他后面还骂了几句,同样是听不懂的江市方言。崔盛正专心和这个青年搏斗,左肩被撞了一下,他的手难免一松。
青年红着眼窜出去,崔盛只来得及抓住他的后领——
咚!
捡起烟灰缸的中年人一抬手,结结实实砸在青年头顶。
崔盛一愣,中年人浑身的肉都在抖,二话不说,恶狠狠地砸了第二下。
“按住他!”他咆哮着对崔盛说,“这个死东西连我都敢打,今天绝对不能让他活着出去!”
*
白容生肚子有点饿,估算离崔盛下班还有近一个小时,决定先去餐厅那边找点每晚卖不完的剩菜。这是员工的福利,可以去免费吃。
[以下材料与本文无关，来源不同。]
PR #388, opened 2021-07-02
fix: reseed for each auto id on 3.6 to avoid collisions

### LINKED ISSUE #346: New document ID not unique after fork
Originally reported here: https://github.com/firebase/firebase-admin-python/issues/548

If firebase_admin is imported before os.fork(), auto-generated document IDs are repeated causing data to be overwritten.

#### Environment details

  - OS type and version: Linux Mint 20
  - Python version: Python 3.6.13
  - pip version: pip 21.1
  - `google-cloud-firestore` version: 2.1.0

#### Steps to reproduce

Import firebase_admin, fork, create firestore client, write a new document.

#### Code example

```python
#!/usr/bin/env python3.6

import os
import firebase_admin
from firebase_admin import credentials
from firebase_admin import firestore

pid = os.fork()

cred = credentials.Certificate('service_account.json')
firebase_admin.initialize_app(cred)

client = firestore.client()

if pid == 0:
    reference = client.collection('Test').document()
    reference.set({'a': 'b'})

    print('Child: ' + reference.id)
else:
    reference = client.collection('Test').document()
    reference.set({'a': 'c'})

    print('Parent: ' + reference.id)
```
Output:
```
Child: TCsit2S0VQgvqm0aHNTc
Parent: TCsit2S0VQgvqm0aHNTc
```

crwilcox:
Fixes #346 🦕

Upon further investigation, this is only an issue for python 3.6. In 2022, when 3.6 is no longer supported, this patch could be removed.

### DIFF
--- a/google/cloud/firestore_v1/base_collection.py
+++ b/google/cloud/firestore_v1/base_collection.py
@@ -15,7 +15,6 @@
 """Classes for representing collections for the Google Cloud Firestore API."""
 import random
 import sys
-import uuid
 
 from google.api_core import retry as retries  # type: ignore
 
@@ -459,10 +458,9 @@ def _auto_id() -> str:
     """
     if sys.version_info < (3, 7):
         # TODO: remove when 3.6 support is discontinued.
-        # On python 3.6, random will provide the same results when forked. Reseed using a
-        # uuid4 on each iteration to avoid collisions.
-        seed = str(uuid.uuid4())
-        random.seed(seed)
+        # On python 3.6, random will provide the same results when forked. Reseed 
+        # on each iteration to avoid collisions.
+        random.seed()
 
     return "".join(random.choice(_AUTO_ID_CHARS) for _ in range(20))
 
--- a/google/cloud/firestore_v1/base_collection.py
+++ b/google/cloud/firestore_v1/base_collection.py
@@ -458,7 +458,7 @@ def _auto_id() -> str:
     """
     if sys.version_info < (3, 7):
         # TODO: remove when 3.6 support is discontinued.
-        # On python 3.6, random will provide the same results when forked. Reseed 
+        # On python 3.6, random will provide the same results when forked. Reseed
         # on each iteration to avoid collisions.
         random.seed()
 
--- a/google/cloud/firestore_v1/base_collection.py
+++ b/google/cloud/firestore_v1/base_collection.py
@@ -14,6 +14,7 @@
 
 """Classes for representing collections for the Google Cloud Firestore API."""
 import random
+import sys
 import uuid
 
 from google.api_core import retry as retries  # type: ignore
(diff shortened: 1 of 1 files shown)


google/cloud/firestore_v1/base_collection.py
```diff
@@ -455,6 +457,13 @@ def _auto_id() -> str:
         str: A 20 character string composed of digits, uppercase and
         lowercase and letters.
     """
+    if sys.version_info < (3, 7):
+        # TODO: remove when 3.6 support is discontinued.
+        # On python 3.6, random will provide the same results when forked. Reseed using a
+        # uuid4 on each iteration to avoid collisions.
+        seed = str(uuid.uuid4())
+        random.seed(seed)
```
tseaver, line 465: `uuid.uuid4` itself uses `os.urandom` module as its source of entropy, which is exactly what `random.seed` does if the `seed` argument is `None`, this would be simpler as:

```suggestion
        random.seed()
```

(and remove the import and use of `uuid`).

tseaver (changes requested):

google/cloud/firestore_v1/base_collection.py
crwilcox: I tried to reproduce a collision with just `random.seed()` and did not, but I have conerns as the docs state this will use system time as a seed, which seems to me there could be a collision.

Running the below code:

```
if pid == 0:
    r = random.random()
    id = uuid.uuid4()
    reference = client.collection("Test").document()
    print("Child: random.random:", r, "uuid4:", id, "documentId:", reference.id)
else:
    r = random.random()
    id = uuid.uuid4()
    reference = client.collection("Test").document()
    print("Parent: random.random:", r, "uuid4:", id, "documentId:", reference.id)
```

```
Parent: random.random: 0.28313230731702665 uuid4: 738ffed5-c52b-44cf-ba9b-1118ad9921c0
Child: random.random: 0.28313230731702665 uuid4: 0ae5a7ae-4345-4154-8c9e-c988bda1cd7e
```

Across forks `random.random` is the same, but `uuid4` is unique. The source in cpython for uuid4 is identical in 3.6 and 3.9 branches, but random.py has seen a reasonable amount of change, possibly in the sha512 c module also.

It does seem that `random.seed` improves things, I am just not sure it won't ever collide.

tseaver: `random.seed` prefers to use the system `urandom` value, but falls back to system time + PID if it the `urandom` bits are exhausted, or the system doesn't support `urandom`.  This behavior is consistent across 3.6 - 3.9.

crwilcox: Seems like we can simplify then. I am not going to spend too much time seeing as this fix will be redundant in 6 months as 3.7+ behave correctly. There seems to be a small change between 3.6 and 3.7 with a lack of randomness on fork.

craiglabenz (approved):
Pseudorandom? More like SUDOrandom, amirite?

google/cloud/firestore_v1/base_collection.py
tseaver: LGTM

tseaver (approved):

他胃口比以前好多了,大概是发育期需要营养很多,经常半夜开始饿。
白容生拿着塑料饭盒去等电梯,电梯门打开,里面却是阿润。
“小白,”阿润招手示意他快点进来,“去找你哥呢?”
这些天白容生也了解一些内部情况,阿润是鎏金有名的男公关,专爱男人,看见个帅的就要发骚。自向崔盛抛媚眼不成,他已改换目标,但对白容生一直态度不错。
听出他口气有异,白容生问:“我哥怎么了?”
“你哥应该没怎么,我听说是客人出事了,恰好你哥在那边。”阿润摊手,“乔经理通知我也去帮忙,希望不严重。”
白容生立刻打消去餐厅的念头:“阿润哥,我跟你一起去。”
“你小孩子凑什么热闹?”阿润不满地说。可电梯已经停下了,白容生硬是抢在他前面出去,他根本拦不住。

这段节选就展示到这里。